Cal y Canto was recorded in two channels: water and air. For the former, underwater, I used a hydrophone that remained in the tub. For the latter, in the air, I used a conventional field recorder. In the tub, I sang the melodies that would come to my body, sometimes just with my voice and sometimes amplified through a pututu (waylla kepa or conch shell trumpet). The pututu helps me mediate the worlds of air and water, allowing me to filter my voice and sing underwater, transiting between both elements, amplified. Thus it was possible to make my voice coincide with the resonant frequency of the bathroom, making the water vibrate from the contact of the air with the earth.
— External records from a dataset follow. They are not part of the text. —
PR #24, opened 2024-03-18
refactor: remove builtin marks

imrn99:
# Description

Remove the marks built-in the `DartData` structure. This results in many function / structure signature changes, most notably:
- `Cmap2`
- `Orbit2`
- Both `honeycomb-utils::generation` functions
- `CMap2RenderHandle` in `honeycomb-render`

## Scope

- [x] Code
- [x] Documentation

## Type of change

- [x] Refactor

## Other

- [x] Breaking change

## Necessary follow-up

...

## Mentions

...

### DIFF
--- a/honeycomb-core/src/twomap.rs
+++ b/honeycomb-core/src/twomap.rs
@@ -13,7 +13,8 @@
 // ------ IMPORTS
 
 use std::collections::BTreeSet;
-use std::{fs::File, io::Write, sync::atomic::AtomicBool};
+#[cfg(feature = "benchmarking_utils")]
+use std::{fs::File, io::Write};
 
 use crate::coords::CoordsFloat;
 use crate::{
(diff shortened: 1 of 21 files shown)


honeycomb-core/src/twomap.rs
```diff
@@ -1289,14 +1288,15 @@ impl<const N_MARKS: usize, T: CoordsFloat> CMap2<N_MARKS, T> {
     ///
     pub fn build_all_faces(&mut self) -> usize {
         self.faces.clear();
+        let mut marked = BTreeSet::<DartIdentifier>::new();
```
cedricchevalier19, line 1291: So this is the place where marks where used?

cedricchevalier19 (approved):
I am glad that you removed this parameter.

honeycomb-core/src/twomap.rs
imrn99: Yes, in the reference implementation / algorithm, marks also were used for orbits but it doesn't really makes sense for a practical Rust implementation IMO.

PR #25, opened 2024-03-19
feat: add better spatial representation structures

imrn99:
# Description

Implement two new structures, both based on the `Coords2` struct: 

- `Vertex2` - a 2D vertex type
- `Vector2` - a 2D vector type

By defining those as wrappers around a `Coords2` value (instead of a simple type alias), we can introduce notions of homogeneity (e.g. `Vertex + Vector = Vertex`, `Vertex - Vertex = Vector`).

## Scope

- [x] Code: `honeycomb-core`

## Type of change

- [x] New feature(s)
- [x] Testing

## Other

...

## Necessary follow-up

- [x] Needs documentation: user guide & Vertex2 example
- [x] Other: types and structures are only implemented, not integrated to the `CMap2` structure; They should be integrated with another PR to avoid *mergeability* issues.

## Mentions

...


cedricchevalier19 (commented):
I think it is a good idea for robustness.

imrn99:
I rewrote `Vector2` methods to make them independent from the original `Coords2` methods (e1d3034). The latter are now tagged with a `#[cfg(test)]` & the documentation clearly states that the type should not be used directly (8a00ff4).

cedricchevalier19:
> I rewrote `Vector2` methods to make them independent from the original `Coords2` methods ([e1d3034](https://github.com/LIHPC-Computational-Geometry/honeycomb/commit/e1d3034ca7e65af88a7b05bfe5593113f7552086)).
> The latter are now tagged with a `#[cfg(test)]` & the documentation clearly states that the type should not be used directly ([8a00ff4](https://github.com/LIHPC-Computational-Geometry/honeycomb/commit/8a00ff4fa34f096f815be750f49d98a5f4616765)).

Why keeping them?

imrn99:
> > I rewrote `Vector2` methods to make them independent from the original `Coords2` methods ([e1d3034](https://github.com/LIHPC-Computational-Geometry/honeycomb/commit/e1d3034ca7e65af88a7b05bfe5593113f7552086)).
> > The latter are now tagged with a `#[cfg(test)]` & the documentation clearly states that the type should not be used directly ([8a00ff4](https://github.com/LIHPC-Computational-Geometry/honeycomb/commit/8a00ff4fa34f096f815be750f49d98a5f4616765)).
> 
> Why keeping them?

I tried to think of a justification to keep those methods in, but could not find any. I removed them & only kept the `std::ops` implementations as they are useful for `Vector2`, `Vertex2` & the rendering code.

PR #27, opened 2024-03-28
refactor: restructure core crate source code

imrn99:
# Description

Reorganize the structure of the core crate into thematically consistent modules. This does not affect the public API, only inner paths.

## Scope

- [x] Code:  `honeycomb`

## Type of change

- [x] Refactor

## Other

...

## Necessary follow-up

- [x] ~Other: Mention in changelog file~ done

## Mentions

...


honeycomb-core/src/cells/identifiers.rs
```diff
@@ -0,0 +1,42 @@
+//! Module short description
```
cedricchevalier19, line 1: Not sure about having a separate file for that.
These ids are mostly used as internal indices, so keeping them close to data structures also make sense.

cedricchevalier19 (approved):

honeycomb-core/src/cells/identifiers.rs
imrn99: I have grouped them here at the moment since I will be re-implementing data structures for attributes sooner than expected (see #30)

PR #35, opened 2024-04-12
refactor: reimplement vertex in `CMap2` as attributes

imrn99:
# Description

Replace the current vertex storage (`Vec<Vertex2`) by the structure implemented in #34. The implementation is currently 
hardcoded into `CMap2` but the user should eventually be able to add its own attributes.

## Scope

- [x] Code: `honeycomb-core`

## Type of change

- [x] Refactor

## Other

...

## Necessary follow-up

...

## Mentions

...

### DIFF
--- a/honeycomb-core/src/cells/attribute_collections.rs
+++ b/honeycomb-core/src/cells/attribute_collections.rs
@@ -25,6 +25,7 @@ use num::ToPrimitive;
 ///
 /// todo
 ///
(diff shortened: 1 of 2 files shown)


imrn99:
After doing some work on the structure, I realized it would be much easier to directly rewrite the `CMap2` methods using the new attribute system AND the new index system. I'm closing this and keeping the branch as reference for the final implementation

PR #54, opened 2024-04-22
refactor: update visualization code to properly render faces

### LINKED ISSUE #22: Enh: display faces properly instead of using implicit coloring
# Description

## Information

- [x] Suggestion for a new feature

### Current state

The current implementation relies on a hard-coded color table in the shader, which is accessed using face IDs in order to give different colors to different faces. This is arbitrary, and the result isn't very pleasing

### Proposal

Use Rust's strong-typed enums to render darts to a given color, faces to another given color, etc. Colors can be attributed in the shader, using a system similar to the current one.

imrn99:
Before: 

Capture d’écran 2024-04-22 à 18 34 40

After:

Capture d’écran 2024-04-22 à 18 33 55

## Scope

- [x] Code: `honeycomb-render`

## Type of change

- [x] Fix: closes #22 
- [x] Refactor


honeycomb-render/src/handle.rs
```diff
@@ -56,108 +53,103 @@ impl<'a, T: CoordsFloat> CMap2RenderHandle<'a, T> {
...
+        self.dart_construction_buffer.extend(tmp);
     }
 
     #[allow(dead_code)]
     pub fn build_betas(&mut self) {
         todo!()
     }
 
+    pub fn build_faces(&mut self) {
+        // because there's no trianglefan priitive in the webgpu standard,
```
cedricchevalier19, line 126:
```suggestion
        // because there's no "trianglefan" primitive in the webgpu standard,
```

honeycomb-render/src/representations/intermediates.rs
```diff
@@ -0,0 +1,31 @@
...
+impl<T: CoordsFloat> IntermediateFace<T> {
+    pub fn new<I: Iterator<Item = Vertex2<T>>>(it: I) -> Self {
+        let tmp: Vec<Vertex2<T>> = it.collect();
+        let n_vertices = tmp.len();
+        let center = Vertex2::from(
+            tmp.iter()
+                .map(|vertex2: &Vertex2<T>| vertex2.into_inner())
+                .reduce(|coords1, coords2| coords1 + coords2)
+                .unwrap()
+                / T::from(n_vertices).unwrap(),
```
cedricchevalier19, line 23: `from` can fail or is it the division?
You can early exit if `n_vertices` is 0.

cedricchevalier19 (approved):

honeycomb-render/src/representations/intermediates.rs
imrn99: It's the `from` call that can fail. I still added a `match` block in case the face is made up of only 0 or 1 vertex. These case will naturally yield an empty iterator when attempting to render later in the execution flow.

The songs come from distinct geographies, from Jewish prayers from Eastern Europe to hualinas or songs of water from San Pedro de Casta in Huarochirí, our watershed in Lima. This happened in the end of January 2022, a week after the Spanish oil company Repsol dumped 11,900 barrels of oil in the ocean of Ventanilla, expanding through Ancón and reaching Chancay. This piece also carries that grief, of singing while the ocean that is my hope was bathed in oil. In that sense, I consider it a prayer. The editing conjoins these three days in one long take, superposing them minimally and only altering the levels. You can hear different tongues, lyrics that are precise as well as invented, forgotten, remembered, and distorted; in this way, they represent, too, the different proximities and distances of my body with the territories to which these songs correspond. Waxing and waning you can hear a sound walk recorded in Ancón. After editing the sound piece, I represented it visually in a map of my body-territory-water.